▸ Input:
PR #14071, opened 2016-09-25
Add .npmignore to always ignored files

fson:
Many packages unintentionally publish `.npmignore` to npm. For example, looking at the dependencies of `npm` package alone, almost half of them include `.npmignore`:

```
npm init -f
npm install npm --save
npm list | wc -l
     267
find node_modules -name ".npmignore" | wc -l
      98
```

However, by definition, `.npmignore` is unnecessary once the package has been published to npm. Removing it from published packages would speed up npm installs everywhere. But asking all package authors to ignore it manually is almost an impossible task.

npm already ignores certain files (e.g. `.npmrc`) by default. Let's add `.npmignore` to this list of ignores, and make lots of future releases smaller.

### DIFF
--- a/doc/files/package.json.md
+++ b/doc/files/package.json.md
@@ -200,6 +200,7 @@ Conversely, some files are always ignored:
 * `.DS_Store`
 * `._*`
 * `npm-debug.log`
+* `.npmignore`
 * `.npmrc`
 * `node_modules`
 * `config.gypi`
--- a/doc/misc/npm-developers.md
+++ b/doc/misc/npm-developers.md
@@ -120,6 +120,7 @@ need to add them to `.npmignore` explicitly:
 * `.DS_Store`
 * `.git`
 * `.hg`
+* `.npmignore`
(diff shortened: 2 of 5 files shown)


iarna:
The CLI team has some hesitation about adding any more files to our already overly complicated forced include/exclude lists. We don't have a consensus on if we should accept this change. (I'm pretty +0 personally.) I'll try to put that together and get back to you.

If we were to take this, this change would also need to be made to [fstream-npm](https://github.com/npm/fstream-npm) (which is almost, but not entirely, the same, for reasons). It would also need to have tests.

othiym23:
After further discussion, this is a very small change that's likely to result in a less than marginal improvement to install performance, at the cost of adding to an already somewhat surprising hardcoded ignore rule system, and there are users of npm who like to work from packages pulled down from the registry. All of these are small on their own, but add up to something that's not worth the effort of landing it. That said, thanks very much for your time and contribution!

▸ Work to complete:
Lines containing the word "misc" are to be located in the entries and copied.

▸ Exercise answer:
--- a/doc/misc/npm-developers.md
+++ b/doc/misc/npm-developers.md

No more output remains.